- [Exercise description] Which of the lines below hold "operator"? Please return each one.

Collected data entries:
┄┄┄┄┄┄┄┄┄┄
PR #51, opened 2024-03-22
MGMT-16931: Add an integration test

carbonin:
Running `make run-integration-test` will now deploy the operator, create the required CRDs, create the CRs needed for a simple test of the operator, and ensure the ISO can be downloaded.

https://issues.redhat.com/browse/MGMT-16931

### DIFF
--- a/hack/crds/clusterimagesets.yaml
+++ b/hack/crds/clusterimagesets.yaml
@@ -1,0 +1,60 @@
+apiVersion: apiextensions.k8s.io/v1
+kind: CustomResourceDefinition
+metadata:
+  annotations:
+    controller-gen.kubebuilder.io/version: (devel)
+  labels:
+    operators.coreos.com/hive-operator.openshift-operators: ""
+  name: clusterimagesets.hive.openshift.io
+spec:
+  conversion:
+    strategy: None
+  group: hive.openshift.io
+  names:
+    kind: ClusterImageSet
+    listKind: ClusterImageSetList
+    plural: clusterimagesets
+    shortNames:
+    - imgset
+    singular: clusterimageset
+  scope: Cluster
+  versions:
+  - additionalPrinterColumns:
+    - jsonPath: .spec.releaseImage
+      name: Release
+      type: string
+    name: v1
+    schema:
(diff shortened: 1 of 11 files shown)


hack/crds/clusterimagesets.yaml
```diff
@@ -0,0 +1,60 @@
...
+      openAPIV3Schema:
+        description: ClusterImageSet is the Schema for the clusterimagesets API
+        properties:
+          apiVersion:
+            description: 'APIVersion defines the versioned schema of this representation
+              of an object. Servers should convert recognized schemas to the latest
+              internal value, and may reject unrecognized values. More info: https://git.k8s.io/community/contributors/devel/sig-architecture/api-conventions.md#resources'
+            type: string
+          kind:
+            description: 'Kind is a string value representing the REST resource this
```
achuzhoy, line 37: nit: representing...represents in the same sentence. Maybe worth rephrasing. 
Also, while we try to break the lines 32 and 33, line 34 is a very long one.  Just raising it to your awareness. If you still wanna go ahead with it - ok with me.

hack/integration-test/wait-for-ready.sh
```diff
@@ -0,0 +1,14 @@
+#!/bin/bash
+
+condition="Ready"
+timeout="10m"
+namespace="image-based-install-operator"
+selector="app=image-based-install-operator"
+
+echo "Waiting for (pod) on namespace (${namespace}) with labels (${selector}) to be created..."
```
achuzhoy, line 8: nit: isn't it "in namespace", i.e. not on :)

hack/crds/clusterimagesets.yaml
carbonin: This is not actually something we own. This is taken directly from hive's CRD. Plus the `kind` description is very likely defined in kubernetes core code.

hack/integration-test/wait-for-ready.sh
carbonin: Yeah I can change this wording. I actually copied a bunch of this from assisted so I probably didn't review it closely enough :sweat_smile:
┄┄┄┄┄┄┄┄┄┄
- [Answer to this exercise]
Running `make run-integration-test` will now deploy the operator, create the required CRDs, create the CRs needed for a simple test of the operator, and ensure the ISO can be downloaded.
+    operators.coreos.com/hive-operator.openshift-operators: ""
+namespace="image-based-install-operator"
+selector="app=image-based-install-operator"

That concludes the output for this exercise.